Saved entries:
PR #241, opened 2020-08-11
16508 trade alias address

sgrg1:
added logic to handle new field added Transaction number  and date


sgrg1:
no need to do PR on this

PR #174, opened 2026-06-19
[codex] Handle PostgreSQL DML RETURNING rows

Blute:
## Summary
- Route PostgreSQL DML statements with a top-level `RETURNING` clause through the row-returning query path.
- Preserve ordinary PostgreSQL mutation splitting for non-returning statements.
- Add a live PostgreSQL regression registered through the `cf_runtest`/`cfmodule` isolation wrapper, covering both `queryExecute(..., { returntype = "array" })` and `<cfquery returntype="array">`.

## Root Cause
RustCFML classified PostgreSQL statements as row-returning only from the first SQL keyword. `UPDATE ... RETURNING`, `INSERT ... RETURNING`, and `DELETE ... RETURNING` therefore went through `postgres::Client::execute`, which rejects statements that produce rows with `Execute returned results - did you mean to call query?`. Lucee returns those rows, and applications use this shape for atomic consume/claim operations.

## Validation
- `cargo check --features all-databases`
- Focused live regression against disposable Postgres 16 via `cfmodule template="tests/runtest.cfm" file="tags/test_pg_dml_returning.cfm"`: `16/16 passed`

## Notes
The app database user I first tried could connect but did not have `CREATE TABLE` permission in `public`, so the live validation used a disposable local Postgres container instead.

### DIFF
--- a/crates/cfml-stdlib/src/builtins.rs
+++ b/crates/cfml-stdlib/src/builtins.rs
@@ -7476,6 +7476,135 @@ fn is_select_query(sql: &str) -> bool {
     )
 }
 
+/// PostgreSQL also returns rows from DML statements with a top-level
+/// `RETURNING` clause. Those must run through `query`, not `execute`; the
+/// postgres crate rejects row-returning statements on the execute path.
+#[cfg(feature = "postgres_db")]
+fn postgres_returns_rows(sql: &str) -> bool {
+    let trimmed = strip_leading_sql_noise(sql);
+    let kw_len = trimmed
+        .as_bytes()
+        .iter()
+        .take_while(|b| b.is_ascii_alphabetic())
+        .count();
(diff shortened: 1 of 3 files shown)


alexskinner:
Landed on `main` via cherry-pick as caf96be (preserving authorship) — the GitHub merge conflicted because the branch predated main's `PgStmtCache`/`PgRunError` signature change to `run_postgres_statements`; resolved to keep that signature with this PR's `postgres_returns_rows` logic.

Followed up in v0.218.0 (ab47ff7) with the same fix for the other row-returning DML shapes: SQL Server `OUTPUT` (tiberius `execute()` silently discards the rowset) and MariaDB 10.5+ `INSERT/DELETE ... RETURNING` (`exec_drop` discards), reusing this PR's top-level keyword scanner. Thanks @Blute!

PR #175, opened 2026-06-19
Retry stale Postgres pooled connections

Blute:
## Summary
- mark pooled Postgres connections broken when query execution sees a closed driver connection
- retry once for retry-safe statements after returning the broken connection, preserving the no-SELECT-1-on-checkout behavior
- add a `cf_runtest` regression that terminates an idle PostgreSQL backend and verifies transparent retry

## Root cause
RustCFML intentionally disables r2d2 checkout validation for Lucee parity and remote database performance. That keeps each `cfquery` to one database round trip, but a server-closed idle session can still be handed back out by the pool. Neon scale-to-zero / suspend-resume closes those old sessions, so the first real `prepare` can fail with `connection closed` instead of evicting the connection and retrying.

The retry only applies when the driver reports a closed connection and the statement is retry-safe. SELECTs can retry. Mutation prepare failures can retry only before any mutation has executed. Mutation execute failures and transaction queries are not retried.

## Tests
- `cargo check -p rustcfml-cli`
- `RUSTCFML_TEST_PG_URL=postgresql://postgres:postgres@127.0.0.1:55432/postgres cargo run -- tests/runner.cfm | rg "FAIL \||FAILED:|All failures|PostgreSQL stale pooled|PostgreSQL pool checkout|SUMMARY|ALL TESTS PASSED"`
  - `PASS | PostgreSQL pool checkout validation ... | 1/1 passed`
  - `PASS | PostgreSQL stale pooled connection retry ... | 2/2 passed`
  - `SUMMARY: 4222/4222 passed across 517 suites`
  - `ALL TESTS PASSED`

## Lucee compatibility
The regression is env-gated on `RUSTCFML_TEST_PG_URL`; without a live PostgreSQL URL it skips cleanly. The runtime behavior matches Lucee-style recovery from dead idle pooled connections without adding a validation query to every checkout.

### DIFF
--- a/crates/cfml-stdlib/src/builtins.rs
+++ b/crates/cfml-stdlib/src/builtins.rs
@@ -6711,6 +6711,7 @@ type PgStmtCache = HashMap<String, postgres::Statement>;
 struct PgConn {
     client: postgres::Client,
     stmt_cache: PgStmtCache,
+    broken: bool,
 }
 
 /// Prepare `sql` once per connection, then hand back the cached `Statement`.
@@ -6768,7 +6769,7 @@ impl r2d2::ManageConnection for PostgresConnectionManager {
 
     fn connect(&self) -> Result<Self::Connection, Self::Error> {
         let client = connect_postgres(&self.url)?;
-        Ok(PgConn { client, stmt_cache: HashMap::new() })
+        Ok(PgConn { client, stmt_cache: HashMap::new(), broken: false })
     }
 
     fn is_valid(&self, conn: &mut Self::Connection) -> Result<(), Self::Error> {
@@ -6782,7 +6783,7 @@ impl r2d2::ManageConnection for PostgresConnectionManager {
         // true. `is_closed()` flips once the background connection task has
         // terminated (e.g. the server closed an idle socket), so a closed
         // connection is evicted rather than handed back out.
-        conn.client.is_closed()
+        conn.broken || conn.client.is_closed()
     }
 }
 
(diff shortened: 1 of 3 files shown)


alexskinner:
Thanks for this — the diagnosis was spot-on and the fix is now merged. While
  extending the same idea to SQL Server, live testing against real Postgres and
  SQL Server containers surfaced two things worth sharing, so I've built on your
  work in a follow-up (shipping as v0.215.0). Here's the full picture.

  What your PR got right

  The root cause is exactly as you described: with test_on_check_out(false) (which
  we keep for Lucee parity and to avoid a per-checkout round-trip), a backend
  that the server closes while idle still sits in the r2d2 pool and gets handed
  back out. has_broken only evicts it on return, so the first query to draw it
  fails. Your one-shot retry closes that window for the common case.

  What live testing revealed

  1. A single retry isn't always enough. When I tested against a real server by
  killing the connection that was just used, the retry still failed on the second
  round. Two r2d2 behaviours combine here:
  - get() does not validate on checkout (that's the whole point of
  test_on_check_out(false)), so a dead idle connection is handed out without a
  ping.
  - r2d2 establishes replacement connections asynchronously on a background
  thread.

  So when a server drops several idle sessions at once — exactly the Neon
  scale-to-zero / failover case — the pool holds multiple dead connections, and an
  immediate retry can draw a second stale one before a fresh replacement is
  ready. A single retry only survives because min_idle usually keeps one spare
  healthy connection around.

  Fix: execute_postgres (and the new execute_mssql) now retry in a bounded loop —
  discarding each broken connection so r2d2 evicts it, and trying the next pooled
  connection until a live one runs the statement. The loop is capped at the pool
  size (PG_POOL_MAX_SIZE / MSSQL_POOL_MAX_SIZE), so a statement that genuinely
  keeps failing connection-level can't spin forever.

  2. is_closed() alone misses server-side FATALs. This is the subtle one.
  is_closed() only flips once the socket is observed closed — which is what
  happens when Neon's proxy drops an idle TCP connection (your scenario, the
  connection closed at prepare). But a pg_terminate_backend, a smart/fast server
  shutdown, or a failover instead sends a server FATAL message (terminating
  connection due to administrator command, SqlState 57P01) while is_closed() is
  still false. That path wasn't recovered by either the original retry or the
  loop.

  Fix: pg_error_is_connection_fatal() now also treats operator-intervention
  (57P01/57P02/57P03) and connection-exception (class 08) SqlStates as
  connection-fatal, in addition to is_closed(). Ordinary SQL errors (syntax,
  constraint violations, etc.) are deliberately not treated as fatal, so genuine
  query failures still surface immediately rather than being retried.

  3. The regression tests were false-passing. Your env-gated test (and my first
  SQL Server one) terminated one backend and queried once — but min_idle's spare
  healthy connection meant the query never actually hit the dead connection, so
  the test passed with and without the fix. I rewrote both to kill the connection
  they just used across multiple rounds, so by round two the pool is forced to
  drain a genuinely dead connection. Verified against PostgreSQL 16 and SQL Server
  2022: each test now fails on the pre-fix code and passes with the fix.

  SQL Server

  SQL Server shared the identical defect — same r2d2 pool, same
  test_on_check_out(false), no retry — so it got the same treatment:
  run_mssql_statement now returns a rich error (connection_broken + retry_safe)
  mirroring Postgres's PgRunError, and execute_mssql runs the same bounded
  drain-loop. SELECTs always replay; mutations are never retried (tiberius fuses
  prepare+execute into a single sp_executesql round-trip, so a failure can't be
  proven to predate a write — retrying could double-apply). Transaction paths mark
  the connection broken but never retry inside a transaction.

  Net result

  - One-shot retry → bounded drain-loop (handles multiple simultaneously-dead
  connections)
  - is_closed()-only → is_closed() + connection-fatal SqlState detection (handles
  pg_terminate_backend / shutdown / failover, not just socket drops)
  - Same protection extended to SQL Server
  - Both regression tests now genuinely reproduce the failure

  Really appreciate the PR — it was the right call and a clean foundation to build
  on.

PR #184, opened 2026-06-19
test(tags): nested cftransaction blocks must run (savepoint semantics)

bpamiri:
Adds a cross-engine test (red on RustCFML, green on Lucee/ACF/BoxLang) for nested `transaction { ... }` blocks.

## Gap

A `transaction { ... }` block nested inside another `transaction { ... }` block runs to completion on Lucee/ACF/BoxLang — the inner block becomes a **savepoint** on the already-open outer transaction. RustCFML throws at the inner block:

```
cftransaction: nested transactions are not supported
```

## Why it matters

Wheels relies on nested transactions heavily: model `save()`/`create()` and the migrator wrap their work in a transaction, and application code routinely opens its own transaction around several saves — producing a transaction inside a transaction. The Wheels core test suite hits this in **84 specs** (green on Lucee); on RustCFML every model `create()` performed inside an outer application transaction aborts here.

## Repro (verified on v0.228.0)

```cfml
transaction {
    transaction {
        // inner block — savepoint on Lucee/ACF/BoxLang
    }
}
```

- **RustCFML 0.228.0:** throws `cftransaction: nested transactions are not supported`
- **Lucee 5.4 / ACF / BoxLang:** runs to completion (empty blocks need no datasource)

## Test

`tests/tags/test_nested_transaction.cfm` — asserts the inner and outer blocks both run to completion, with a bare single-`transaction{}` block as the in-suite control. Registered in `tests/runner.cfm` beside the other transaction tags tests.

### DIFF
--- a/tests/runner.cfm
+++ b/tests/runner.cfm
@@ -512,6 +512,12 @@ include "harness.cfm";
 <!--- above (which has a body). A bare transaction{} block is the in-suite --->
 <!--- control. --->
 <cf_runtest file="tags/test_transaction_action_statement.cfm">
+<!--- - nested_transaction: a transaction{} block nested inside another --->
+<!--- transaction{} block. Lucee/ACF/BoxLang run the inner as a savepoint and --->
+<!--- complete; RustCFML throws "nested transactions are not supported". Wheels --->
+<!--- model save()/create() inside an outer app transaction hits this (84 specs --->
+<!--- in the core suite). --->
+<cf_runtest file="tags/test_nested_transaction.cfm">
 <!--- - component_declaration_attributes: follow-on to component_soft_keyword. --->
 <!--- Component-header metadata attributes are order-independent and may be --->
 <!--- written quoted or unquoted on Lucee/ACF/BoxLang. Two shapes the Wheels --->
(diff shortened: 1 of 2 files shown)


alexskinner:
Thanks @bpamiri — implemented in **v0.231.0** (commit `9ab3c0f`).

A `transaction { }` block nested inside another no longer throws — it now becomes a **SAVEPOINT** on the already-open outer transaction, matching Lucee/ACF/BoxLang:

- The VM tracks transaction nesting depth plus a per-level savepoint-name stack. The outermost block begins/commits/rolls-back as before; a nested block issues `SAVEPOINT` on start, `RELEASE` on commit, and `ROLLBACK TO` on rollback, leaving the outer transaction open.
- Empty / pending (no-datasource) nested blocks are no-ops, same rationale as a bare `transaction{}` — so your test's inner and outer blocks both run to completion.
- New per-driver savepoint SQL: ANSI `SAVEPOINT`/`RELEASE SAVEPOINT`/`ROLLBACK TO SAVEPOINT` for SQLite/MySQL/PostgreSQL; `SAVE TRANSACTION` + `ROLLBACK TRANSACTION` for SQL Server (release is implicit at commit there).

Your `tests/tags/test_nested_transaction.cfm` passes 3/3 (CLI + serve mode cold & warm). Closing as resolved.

What to do: Reproduce, exactly as they stand in the data above, the lines from the one that holds "SQL Server shared" to the one that holds "mirroring Postgres's PgRunError, and", inclusive.

Answer section:
  SQL Server shared the identical defect — same r2d2 pool, same
  test_on_check_out(false), no retry — so it got the same treatment:
  run_mssql_statement now returns a rich error (connection_broken + retry_safe)
  mirroring Postgres's PgRunError, and execute_mssql runs the same bounded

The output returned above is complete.